Love is indescribable. If I had to describe the romantic love about which "Cento for the Night I Said, 'I Love You' " is referring, I'd say that it is an admixture of ecstasy, duende, negative capability, and desire. The line, "Love is like this; / not a heartbeat, but a moan," I think, best describes this admixture.

Merely living has made me think more frequently and critically about love, which is probably the case with most people. With Ordinary Beast, I was able to continue my exploration of the abstraction. I still don't have any answers, but at least I know what questions I'd ask if ever given the opportunity for definitive answers.

BNR: Bodily pain is so present in these poems, particularly the ways black bodies are misrepresented or trapped or violated. How do you approach writing about difficult subjects? How do you take care of yourself in that process?

NS: I take care of myself by actually approaching the difficult subjects head-on. If I didn't, I'd be a passive participant in my own life. I couldn't live with that. That wouldn't champion equity, nor would it cultivate creative risk. Instinctively, I want to live and be as happy as possible while doing so. I want the same for those I love. I want the same for those I don't know. For those who'll exist long after I'm gone.

One only needs to open her eyes to see that there is an active, one- sided war against black and brown people in this country, in particular, and in the world at large. Though black pain is a theme in Ordinary Beast, so too is black history, black resilience, black excellence, black power, black joy and black love.
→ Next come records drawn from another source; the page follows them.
Issue #22021, opened 2024-05-22
It's impossible to use and **async** ChatMessageHistory with langchain-core. 


pprados:
### Checked other resources

- [X] I added a very descriptive title to this issue.
- [X] I searched the LangChain documentation with the integrated search.
- [X] I used the GitHub search to find a similar question and didn't find it.
- [X] I am sure that this is a bug in LangChain rather than my code.
- [X] The bug is not resolved by updating to the latest stable version of LangChain (or the specific integration package).

### Example Code

```python
import asyncio
import uuid
from pprint import pprint

import psycopg
from langchain_core.chat_history import BaseChatMessageHistory
from langchain_core.prompts import ChatPromptTemplate, MessagesPlaceholder
from langchain_core.runnables.history import RunnableWithMessageHistory
from langchain_openai import ChatOpenAI

from langchain_postgres import PostgresChatMessageHistory

model = ChatOpenAI()
prompt = ChatPromptTemplate.from_messages(
    [
        (
            "system",
            "You're an assistant who's good at {ability}. Respond in 20 words or fewer",
        ),
        MessagesPlaceholder(variable_name="history"),
        ("human", "{input}"),
    ]
)
runnable = prompt | model

table_name = "chat_history"

async_connection = None


async def init_async_connection():
    global async_connection
    async_connection = await psycopg.AsyncConnection.connect(
        user="postgres",
        password="password_postgres",
        host="localhost",
        port=5432)


def aget_session_history(session_id: str) -> BaseChatMessageHistory:
    return PostgresChatMessageHistory(
        table_name,
        session_id,
        async_connection=async_connection
    )


awith_message_history = RunnableWithMessageHistory(
    runnable,
    aget_session_history,
    input_messages_key="input",
    history_messages_key="history",
)


async def amain():
    await init_async_connection()
    result = await awith_message_history.ainvoke(
        {"ability": "math", "input": "What does cosine mean?"},
        config={"configurable": {"session_id": str(uuid.uuid4())}},
    )
    pprint(result)


asyncio.run(amain())
```

### Error Message and Stack Trace (if applicable)

Error in RootListenersTracer.on_chain_end callback: ValueError('Please initialize the PostgresChatMessageHistory with a sync connection or use the aadd_messages method instead.')

### Description

# It's impossible to use and async ChatMessageHistory with langchain-core.

The `ChatMessageHistory` class is synchronous and doesn't have an async counterpart. 
[...]

PR #13200, opened 2023-11-10
core[minor]: Adds an in-memory implementation of RecordManager

pprados:
**Description:**
langchain offers three technologies to save data:
- [vectorstore](https://python.langchain.com/docs/modules/data_connection/vectorstores/)
- [docstore](https://js.langchain.com/docs/api/schema/classes/Docstore)
- [record manager](https://python.langchain.com/docs/modules/data_connection/indexing)

If you want to combine these technologies in a sample persistence stategy you need a common implementation for each. `DocStore` propose `InMemoryDocstore`. 

We propose the class `MemoryRecordManager` to complete the system.

This is the prelude to another full-request, which needs a consistent combination of persistence components.

**Tag maintainer:**
@baskaryan

**Twitter handle:**
@pprados

PR #22065, opened 2024-05-23
community[minor]: Add native async support to SQLChatMessageHistory

pprados:
# package community: Fix SQLChatMessageHistory

## Description
Here is a rewrite of `SQLChatMessageHistory` to properly implement the asynchronous approach. The code circumvents [issue 22021](https://github.com/langchain-ai/langchain/issues/22021) by accepting a synchronous call to `def add_messages()` in an asynchronous scenario. This bypasses the bug.

For the same reasons as in [PR 22](https://github.com/langchain-ai/langchain-postgres/pull/32) of `langchain-postgres`, we use a lazy strategy for table creation. Indeed, the promise of the constructor cannot be fulfilled without this. It is not possible to invoke a synchronous call in a constructor. We compensate for this by waiting for the next asynchronous method call to create the table.

The goal of the `PostgresChatMessageHistory` class (in `langchain-postgres`) is, among other things, to be able to recycle database connections. The implementation of the class is problematic, as we have demonstrated in [issue 22021](https://github.com/langchain-ai/langchain/issues/22021).

Our new implementation of `SQLChatMessageHistory` achieves this by using a singleton of type (`Async`)`Engine` for the database connection. The connection pool is managed by this singleton, and the code is then reentrant.

We also accept the type `str` (optionally complemented by `async_mode`. I know you don't like this much, but it's the only way to allow an asynchronous connection string).

In order to unify the different classes handling database connections, we have renamed `connection_string` to `connection`, and `Session` to `session_maker`.

Now, a single transaction is used to add a list of messages. Thus, a crash during this write operation will not leave the database in an unstable state with a partially added message list. This makes the code resilient.

We believe that the `PostgresChatMessageHistory` class is no longer necessary and can be replaced by:
```
PostgresChatMessageHistory = SQLChatMessageHistory
```
This also fixes the bug.

## Issue
- [issue 22021](https://github.com/langchain-ai/langchain/issues/22021)
  - Bug in _exit_history()
  - Bugs in PostgresChatMessageHistory and sync usage
  - Bugs in PostgresChatMessageHistory and async usage
 - [issue 36](https://github.com/langchain-ai/langchain-postgres/issues/36)
 ## Twitter handle:
pprados

## Tests
- libs/community/tests/unit_tests/chat_message_histories/test_sql.py (add async test)

@baskaryan, @eyurtsev or @hwchase17 can you check this PR ?
And, I've been waiting a long time for validation from other PRs. Can you take a look?
- [PR 32](https://github.com/langchain-ai/langchain-postgres/pull/32)
- [PR 15575](https://github.com/langchain-ai/langchain/pull/15575)
- [PR 13200](https://github.com/langchain-ai/langchain/pull/13200)


libs/community/langchain_community/chat_message_histories/sql.py
```diff
@@ -80,36 +92,85 @@ def get_sql_model_class(self) -> Any:
...
+    def Session(self) -> Union[scoped_session, async_sessionmaker]:
+        logger.warning("Session is deprecated, use session_maker instead")
+        return self.session_maker
+
     def __init__(
         self,
         session_id: str,
-        connection_string: str,
+        connection_string: Optional[str] = None,
+        connection: Union[None, DBConnection] = None,
```
eyurtsev, line 110: This would be a breaking change for any users that used positional arguments to define the table_name.

Instead, could you place all the new named arguments at the end of the function signature and force them to be invoked as named arguments by users using the `*` operator.

Hopefully ruff ends a lint rule for this at some point. :)

libs/community/langchain_community/chat_message_histories/sql.py
```diff
@@ -80,36 +92,85 @@ def get_sql_model_class(self) -> Any:
...
+        if not self._table_created:
+            async with self.async_engine.begin() as conn:
+                await conn.run_sync(self.sql_model_class.metadata.create_all)
+            self._table_created = True
 
     @property
     def messages(self) -> List[BaseMessage]:  # type: ignore
         """Retrieve all messages from db"""
-        with self.Session() as session:
+        assert not self.async_mode, "This method must be called without async_mode"
```
eyurtsev, line 172: Could you push this assert statement inside `session_maker`?

libs/community/langchain_community/chat_message_histories/sql.py
```diff
@@ -123,18 +184,85 @@ def messages(self) -> List[BaseMessage]:  # type: ignore
                 messages.append(self.converter.from_sql_model(record))
             return messages
 
+    async def aget_messages(self) -> List[BaseMessage]:
+        """Retrieve all messages from db"""
+        assert self.async_mode, "This method must be called with async_mode"
+        await self._acreate_table_if_not_exists()
+        async with self.session_maker() as session:
```
eyurtsev, line 191: Could you change this to create an async session maker, and place relevant asserts inside it?

```python
async with self.asession_maker() as session:
```

libs/community/langchain_community/chat_message_histories/sql.py
```diff
@@ -80,36 +92,85 @@ def get_sql_model_class(self) -> Any:
...
 
+DBConnection = Union[AsyncEngine, Engine, str]
+
+
 class SQLChatMessageHistory(BaseChatMessageHistory):
     """Chat message history stored in an SQL database."""
 
+    @property
+    def Session(self) -> Union[scoped_session, async_sessionmaker]:
+        logger.warning("Session is deprecated, use session_maker instead")
```
eyurtsev, line 103: Could you use @deprecated decorator on top of the property if you want to deprecate this. It's in `langchain_core._api`. 

It has logic for:
1) Not raising warnings for internal calls to this code that the user has no control over (i.e., from within langchain code)
2) only showing the warning once
3) It uses a warning rather than logger.warning because in this case moving away from deprecated code is under control over the user

4) We can use it to auto-generate list of deprecation tables when publishing release notes (e.g., https://python.langchain.com/v0.2/docs/versions/v0_2/deprecations/)

libs/community/langchain_community/chat_message_histories/sql.py
```diff
@@ -80,36 +92,85 @@ def get_sql_model_class(self) -> Any:
...
+        engine_args: Optional[Dict[str, Any]] = None,
+        async_mode: Optional[bool] = None,  # Use only if connection is a string
         table_name: str = "message_store",
         session_id_field_name: str = "session_id",
         custom_message_converter: Optional[BaseMessageConverter] = None,
     ):
-        self.connection_string = connection_string
-        self.engine = create_engine(connection_string, echo=False)
+        if connection_string:
+            logger.warning("connection_string is deprecated, use connection instead")
```
eyurtsev, line 118: Could you swap to use `warn_deprecated` (git grep for usage of `warn_deprecated`)

You may need to memoize it so it doesn't flood the user with warnings on repeated instantiations.

libs/community/langchain_community/chat_message_histories/sql.py
```diff
@@ -80,36 +92,85 @@ def get_sql_model_class(self) -> Any:
...
+        connection: Union[None, DBConnection] = None,
+        engine_args: Optional[Dict[str, Any]] = None,
+        async_mode: Optional[bool] = None,  # Use only if connection is a string
         table_name: str = "message_store",
         session_id_field_name: str = "session_id",
         custom_message_converter: Optional[BaseMessageConverter] = None,
     ):
-        self.connection_string = connection_string
-        self.engine = create_engine(connection_string, echo=False)
+        if connection_string:
```
eyurtsev, line 117: Could you raise an exception if a user provides both connection and connection_string?

libs/community/langchain_community/chat_message_histories/sql.py
```diff
@@ -123,18 +184,85 @@ def messages(self) -> List[BaseMessage]:  # type: ignore
...
+        async with self.session_maker() as session:
+            session.add(self.converter.to_sql_model(message, self.session_id))
+            await session.commit()
+
+    def add_messages(self, messages: Sequence[BaseMessage]) -> None:
+        # The method RunnableWithMessageHistory._exit_history() call
+        #  add_message method by mistake and not aadd_message.
+        # See https://github.com/langchain-ai/langchain/issues/22021
+        if self.async_mode:
+            loop = asyncio.get_event_loop()
```
eyurtsev, line 229: We generally raise exceptions here instead of kicking off another event loop.

We need to resolve a design issue with `RunnableWithMessageHistory` before I'd feel OK breaking our rule of generally not invoking async code from sync code

libs/core/langchain_core/chat_history.py
```diff
@@ -138,6 +155,23 @@ def add_ai_message(self, message: Union[AIMessage, str]) -> None:
         else:
             self.add_message(AIMessage(content=message))
 
+    async def aadd_ai_message(self, message: Union[AIMessage, str]) -> None:
```
eyurtsev, line 158: add_ai_message should be treated as deprecated -- we'll likely deprecate it sometime soon, so let's not introduce `add_ai_message` here

libs/core/langchain_core/chat_history.py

All of which sustains me.

BNR: How has your role as executive director of Cave Canem influenced your approach to your work, and how the heck do you find the time to write?

NS: My role as executive director doesn't influence the way I approach my creative work — though it does affect the regularity of it. Given that there is much to learn in my new role, I haven't had much time to write. My first day was January 2, 2017. I suspect this will be the case for at least the first year of my tenure.

Now, my time as a Cave Canem fellow and former workshop participant, on the other hand, has made me a craftswoman and diligent reviser. These poets do not play — they bring their A-game at all times. To roll with them, I've had to learn to do the same.

BNR: Who are your poetic influences?

NS: This question always gets the best of me because I end up forgetting someone. All that to say, forgive my memory, as I attempt to name a few of my poetic influences in alpha- order: Catherine Barnett, Lucille Clifton, Andrea Cohen, Martha Collins, Brigit Pegeen Kelly, Yusef Komunyakaa, Li-Young Lee, Larry Levis, John Murillo, Marilyn Nelson, Sharon Olds, Willie Perdomo, Carl Phillips, Patrick Phillips, Sylvia Plath, Shakespeare, Patricia Smith, Tracy K. Smith, among others.

BNR: What do you hope for or imagine the future of black poetry to be?

NS: Black poetry is poetry. Black poets will continue to write. My hope for the field is that it expands further, that it welcomes the contributions of poets of color.

BNR: What is your favorite thing about language?

NS: My favorite thing about language is its accessibility, which is one of the things I value most in a poem. At its best, language clarifies, or at least attempts to clarify, one's thoughts or feelings on a subject. What a great gift we have!